XV

Azorín ha recibido hoy una carta; la fecha decía: Petrel; la firma rezaba: Tu infortunado tío, Pascual Verdú[51].

¡Pascual Verdú! Azorín, de lo hondo de su memoria, ha visto surgir la figura de su tío Verdú. Ha columbrado, confusamente, entre sus recuerdos de niño, como una visión única, una sala ancha, un poco oscura, empapelada de papeles grises a grandes flores rojas, con una sillería de reps verde, con una consola sobre la que hay dos hermosos ramos bajo fanales, y entre los dos ramos, también bajo otro fanal, una muñeca que figura una dama a la moda de 1850, con la larga cadena de oro y el relojito en la cadera.

Esta sala es húmeda. Azorín cree percibir aún la sensación de humedad.
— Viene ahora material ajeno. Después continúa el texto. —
PR #183, opened 2020-06-03
Set up SSH key before cloning repos in webhooks

HebaruSan:
The webhooks aren't starting.

```
git.exc.GitCommandError: Cmd('git') failed due to: exit code(128)
  cmdline: git clone --depth=1 -v git@github.com:KSP-CKAN/NetKAN.git /tmp/NetKAN
  stderr: 'Cloning into '/tmp/NetKAN'...
Host key verification failed.
fatal: Could not read from remote repository.

Please make sure you have the correct access rights
and the repository exists.
```

#182 refactored the webhooks' config info, but it moved the `init_ssh` call till after the repo clones. I could not remember what `init_ssh` was for or why we needed it, so I put it in `NetkanWebhooks.__init__` so it would be available during runtime. But we need it before that.

Now the ssh key is passed to `NetkanWebhooks.setup()`, so it can be stored before we clone.

### DIFF
--- a/netkan/netkan/webhooks/__init__.py
+++ b/netkan/netkan/webhooks/__init__.py
@@ -4,7 +4,6 @@ import boto3
 from flask import Flask
 from pathlib import Path
 
-from ..utils import init_ssh
 from ..notifications import setup_log_handler, catch_all
 from .config import current_config
 from .errors import errors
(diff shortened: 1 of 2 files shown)


techman83:
Great, thanks!!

En el sofá está sentada una señora que se abanica lentamente; en uno de los sillones laterales está un señor vestido con un traje blanquecino, con un cuello a listitas azules, con un sombrero de jipijapa que tiene una estrecha cinta negra. Este señor —recuerda Azorín— se yergue, entorna los ojos, extiende los brazos y comienza a declamar unos versos con modulación rítmica, con inflexiones dulces que ondulan en arpegios extraños, mezcla de imprecación y de plegaria. Después saca un fino pañuelo de batista, se limpia la frente y sonríe, mientras mi[52] madre mueve suavemente la cabeza y dice: «¡Qué hermoso, Pascual! ¡Qué hermoso!».

Se hace un ligero silencio, durante el cual se oye el ruido del abanico al chocar contra el imperdible del pecho. Y de pronto suena otra vez la voz de este señor del traje claro. Ya no es dulce la voz ni los gestos son blandos; ahora la palabra parece un rumor lejano que crece, se ensancha, estalla en una explosión formidable. Y yo veo a este señor de pie, con los ojos alzados, con los brazos extendidos, con la cabeza enhiesta. En este momento el sombrero de jipijapa rueda por el suelo; yo me acerco pasito, lo cojo y lo tengo con las dos manos en tanto que oigo los versos con la boca abierta.

Luego que acaba de recitar este señor, charla ligero con mi madre; luego se pone en pie, me coge, me levanta en vilo y grita: «¡Antoñito, Antoñito, yo quiero que seas un gran artista!». Y se marcha rápido, voluble, ondulante, hablando sin volver la cabeza, poniéndose al revés el sombrero, que después torna a ponerse a derechas, volviendo por el bastón que se había dejado olvidado en la sala…

Y de idea en idea, de imagen en imagen, Azorín ha recordado haber visto en el Boletín del Ateneo de Madrid, del año 1877, algo referente a su tío Verdú. Sí, sí; lo recuerda bien. Se discutió aquel año sobre la poesía religiosa; fue una discusión memorable. Revilla[53], Simarro[54], Reus[55], Montoro[56] dijeron cosas estupendas en contra del espiritualismo; en cambio, los espiritualistas dijeron cosas atroces contra el materialismo. Estos espiritualistas eran tres, tres nada más al menos, puros de toda mácula: Moreno Nieto[57], que murió sobre el trabajo; Hinojosa[58], que luego ha sabido encontrar el espíritu en los presupuestos, y Pascual Verdú, que ahora vive solo, desconocido, enfermo, torturado, en ese pueblecillo levantino. Don Francisco de Paula Canalejas[59] hizo el resumen de los debates, y en su discurso, al hablar de los diversos contendientes, puede verse (página 536 del Boletín) cómo trata a Verdú. Le llama «el fácil y apasionado señor Verdú[60]».

¡El fácil y apasionado señor Verdú! Sí; indudablemente, este es el señor amable, este es el señor voluble, este es el señor ardoroso que recitaba versos aquel día, allá en mi niñez, en una sala húmeda con una sillería de reps verde.